[nSLUG] linux home or workplace automation and Universal Powerline Bus

Daniel Morrison draker at gmail.com
Sat Sep 20 21:15:32 ADT 2008

2008/9/20 George N. White III <gnwiii at gmail.com>:

> We have unexplained network outages way too
> often.  The system logs have 1-2 "ethernet cable
> unplugged" events a week, sometimes followed
> by reconnecting with half-duplex, so things bog
> down until I run "sudo ethtool eth0 autoneg off
> duplex full speed 100".   We have been setting
> the ports on the switch to full-100, but Apple
> wants us to change that to half-100 because
> that is the the default when autonegotiation
> fails.

Just a note on this point.  100BaseT can autonegotiate, or it can be
manually fixed, but not both.  By this I mean that BOTH ENDS must be
configured the same way: both autonegotiate, or both exlicitly set, e.g.
100Mbit full-duplex.

If you set one side manually, and leave the other to autonegotiate, then
the negotiation will fail, and the device will fall back to its default.
If this happens to match what you set on the other end you're lucky -- if
it doesn't, you get a duplex mismatch.

So if you do:

   ethtool eth0 autoneg off duplex full speed 100

make sure you do it on the switch side also, and make sure it's committed
on the switch and added to the saved configuration on the system.
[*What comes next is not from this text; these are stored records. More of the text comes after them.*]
PR #271, opened 2016-11-21
Fix Begin to return error generated when starting from local dir

### LINKED ISSUE #270: Acbuild begin - Errors from beginFromLocalDirectory are being swallowed in Begin
Hi, 

I was trying to start a new build from a directory with `acbuild begin /path/to/rootfs` and it was only creating about half of the directories under `.acbuild/currentaci/rootfs` that had existed in the source directory.  After a little debugging, it looks like any errors that occur in beginFromLocalDirectory [https://github.com/containers/build/blob/master/lib/begin.go#L161](url) are swallowed in Begin [https://github.com/containers/build/blob/master/lib/begin.go#L96](url).  In this case it was swallowing a permission error when trying to copy the directory.

My Go-fu is pretty weak, but perhaps https://github.com/containers/build/blob/master/lib/begin.go#L96 should look like:
```
err = a.beginFromLocalDirectory(start)

if err != nil {
	return err
}
```

Thanks!

tjabell:
Fixed #270

### DIFF
--- a/lib/begin.go
+++ b/lib/begin.go
@@ -93,7 +93,7 @@ func (a *ACBuild) Begin(start string, insecure bool) (err error) {
 			case err != nil:
 				return err
 			case finfo.IsDir():
-				a.beginFromLocalDirectory(start)
+				return a.beginFromLocalDirectory(start)
 			default:
 				return a.beginFromLocalImage(start)
 			}


jonboulle:
lgtm, thanks so much!
@dgonyeo ?

dgonyeo:
Thanks so much for fixing this. LGTM.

I think the best option is to set auto-negotiation on everywhere, unless
there is a specific bug with some vendor's equipment, in which case set
the best rate at both ends, and document it!
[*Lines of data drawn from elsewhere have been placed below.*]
PR #276, opened 2016-11-30
OCI support

dgonyeo:
This commit adds support to acbuild for building OCI compatible
container images. A new flag has been added to the `begin` command,
`--build-mode`, to specify when a build is started if it is for creating
an appc-compliant image or an OCI-compliant image.

The isolator, dependency, set-supp-groups, set-event-handler, and
set-name subcommands only work under the appc build mode.

All other subcommands work under both build modes, but obviously some
will have slightly different semantics.

A new subcommand named `layer` has been added. This subcommand only
works under oci build mode. It adds a new layer to the image, and future
file changes (via copy or run) will occur in the new layer.

A new flag, `--config`, has been added to the `cat-manifest` subcommand,
so that when the build mode is oci the config can be printed as well.


lib/appc/annotation.go
```diff
@@ -0,0 +1,60 @@
+// Copyright 2016 The appc Authors
```
jonboulle: why did this get renamed to the singular annotation but dependencies stayed plural? :stuck_out_tongue:

dgonyeo: Because more things are singular than plural, and something something consistency. I'll singular-ize dependencies too.

dgonyeo:
@jonboulle I just updated this PR, OCI support should be fully usable now and I think the changes are ready for review.

Things left for me to do:
- the `label` subcommand doesn't function under build mode oci
- the `--modify` flag won't work with oci images
- update documentation
- write OCI examples

vbatts:
Haven't done a line-by-line review, but tested it out and seems to be a great start.
Some of the cli usage needs to become more generic, i.e. where it references writing out an ACI may need to be "a container image" or similar?

vbatts:
LGTM

dgonyeo:
Yup, totally agree on the cli usage becoming more generic. When I go through and update all of the documentation to describe these changes, I'll make sure that includes the `--help` output for all the subcommands.

acbuild/cat-manifest.go
```diff
@@ -34,6 +33,7 @@ var (
 func init() {
 	cmdAcbuild.AddCommand(cmdCat)
 	cmdCat.Flags().BoolVar(&prettyPrint, "pretty-print", false, "Print the manifest with whitespace")
+	cmdCat.Flags().BoolVar(&printConfig, "config", false, "(oci only) Prints the image config instead of the manifest")
```
lucab: What about turning this into a `--type` or `--mode` enum? Boolean flags are harder to accomodate/extend for future cases.

dgonyeo: Changed it into `--file`, that accepts `"manifest"` or `"config"`.

dgonyeo:
Just finished going over all the docs updating them to be in line with these changes

blalor:
Will this result in a new release?

dgonyeo:
When this gets merged in, yes. One thing that I'm going to make a separate PR for is support for `begin`ing from remote OCI images, but if it's looking like I won't be able to add support for that in the near future I'll make a release with this.

dgonyeo:
Oh also saying it here in case anyone's curious: labels were added to the image-spec go library after v1.0.0-rc3, so acbuild won't be gaining support for manipulating those until another image-spec release.

vbatts:
@dgonyeo cool. We'll likely have an rc4 shortly

acbuild/acbuild.go
```diff
@@ -283,19 +317,22 @@ func stdout(format string, a ...interface{}) {
 }
 
 func addACBuildAnnotation(cmd *cobra.Command, args []string) error {
-	const annoNamePattern = "appc.io/acbuild/command-%d"
+	const annoNamePattern = "coreos.com/acbuild/command-%d"
```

If you rely on the failed auto-negotiation default, you may find
unexpected problems as vendors change their 'defaults'.

Another idea: be wary of network loops.  If you have Cisco equipment, then
STP (spanning tree protocol) is on by default.  This is good, because it
will avoid taking down your network if you have a loop.  But it's bad
because it makes each port take 30-40 seconds to come up after it's
plugged in.

Should, for example, an employee occasionally, during the working day,
feel the need to 'plug in' a switch on their desk that actually is already
plugged in, then there may be a 30-40 second 'pause' in some areas of your
network as the STP sorts things out.

Or, if for some reason (power glitch?) some intermediate switch or
transceiver flickers out for a moment, it may take the devices on either
side 30-40 seconds to re-enable the link.
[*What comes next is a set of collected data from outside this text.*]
PR #285, opened 2017-01-17
lib/end: print a warning to run as root when permission denied

dgonyeo:
When a subcommand attempts to grab a lock due to permission denied or
end fails to delete something due to permission denied, a warning will
now be printed advising the user to run the command as root.

Example:
```
derek@proton ~/go/src/github.com/containers/build> ./bin/acbuild end
you'll need to run this as a user with appropriate privileges
end: remove .acbuild/currentaci/rootfs/var/www/localhost/htdocs: permission denied
```

Fixes https://github.com/containers/build/issues/284

### DIFF
--- a/lib/common.go
+++ b/lib/common.go
@@ -89,6 +89,15 @@ func (a *ACBuild) lock() error {
 
 	a.lockFile, err = os.OpenFile(a.LockPath, os.O_CREATE|os.O_RDWR, 0644)
 	if err != nil {
+		switch err1 := err.(type) {
+		case *os.PathError:
+			switch err2 := err1.Err.(type) {
+			case syscall.Errno:
+				if err2 == syscall.EACCES {
+					err = fmt.Errorf("permission denied: please run this as a user with appropriate privileges\n")
+				}
+			}
+		}
 		return err
 	}
 
--- a/lib/end.go
+++ b/lib/end.go
@@ -15,7 +15,9 @@
 package lib
 
 import (
+	"fmt"
 	"os"
+	"syscall"
 
 	"github.com/containers/build/util"
 )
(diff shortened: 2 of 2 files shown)


sanmai-NL:
One nitpick, please make it say ‘a user with appropriate privileges’ not ‘root’.

dgonyeo:
nitpick applied

lib/common.go
```diff
@@ -89,6 +89,15 @@ func (a *ACBuild) lock() error {
 
 	a.lockFile, err = os.OpenFile(a.LockPath, os.O_CREATE|os.O_RDWR, 0644)
 	if err != nil {
+		switch err1 := err.(type) {
+		case *os.PathError:
+			switch err2 := err1.Err.(type) {
+			case syscall.Errno:
+				if err2 == syscall.EACCES {
+					fmt.Fprintf(os.Stderr, "you'll need to run this as a user with appropriate privileges\n")
```
lucab: We already have errwrap in this lib, so I think it is better to wrap the original err. Libraries shouldn't directly printf to stderr.

lib/end.go
```diff
@@ -42,6 +44,15 @@ func (a *ACBuild) End() error {
 
 	err = os.RemoveAll(a.ContextPath)
 	if err != nil {
+		switch err1 := err.(type) {
+		case *os.PathError:
+			switch err2 := err1.Err.(type) {
+			case syscall.Errno:
+				if err2 == syscall.EACCES {
+					fmt.Fprintf(os.Stderr, "you'll need to run this as a user with appropriate privileges\n")
```
lucab: Same as above. Also, please turn the message into an impersonal form removing the "you", see https://github.com/coreos/docs/blob/master/STYLE.md#eschew-you

lib/common.go
dgonyeo: errwrap isn't currently used in acbuild, maybe it should be. The changes to incorporate it would be outside the scope of this PR I feel.

How's that look? Instead of printing to stderr I just generate a different error to return.

lucab: Ah, I saw it in glide.yaml thus I assumed we used it everywhere else. Manually wrapping/changing the error is also fine, it just needs a bit of care in not discarding the underlying error content.

dgonyeo:
@lucab this should be good to go if you want to give it another pass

So STP is a bit like auto-negotiate -- best if left on everywhere, but
reasonable to turn off in particular circumstances, e.g. a special fibre
link to another location, in which there'll never (did I say never?) be a
loop, but which might be subject to power flickers (e.g. a repeater

(STP is also good for failover.  If you have a stack of switches in a
closet with a backbone structure, make sure STP is enabled on those
backbone ports, and then loop the top one back to the bottom one.  STP
will automatically find the optimum configuration, and down one of the
links.  Now if one switch dies the previously downed link opens up, and
everyone (except those on the failed switch, of course!) still has
connectvitiy to everywhere else).

Hope this lends a few thoughts...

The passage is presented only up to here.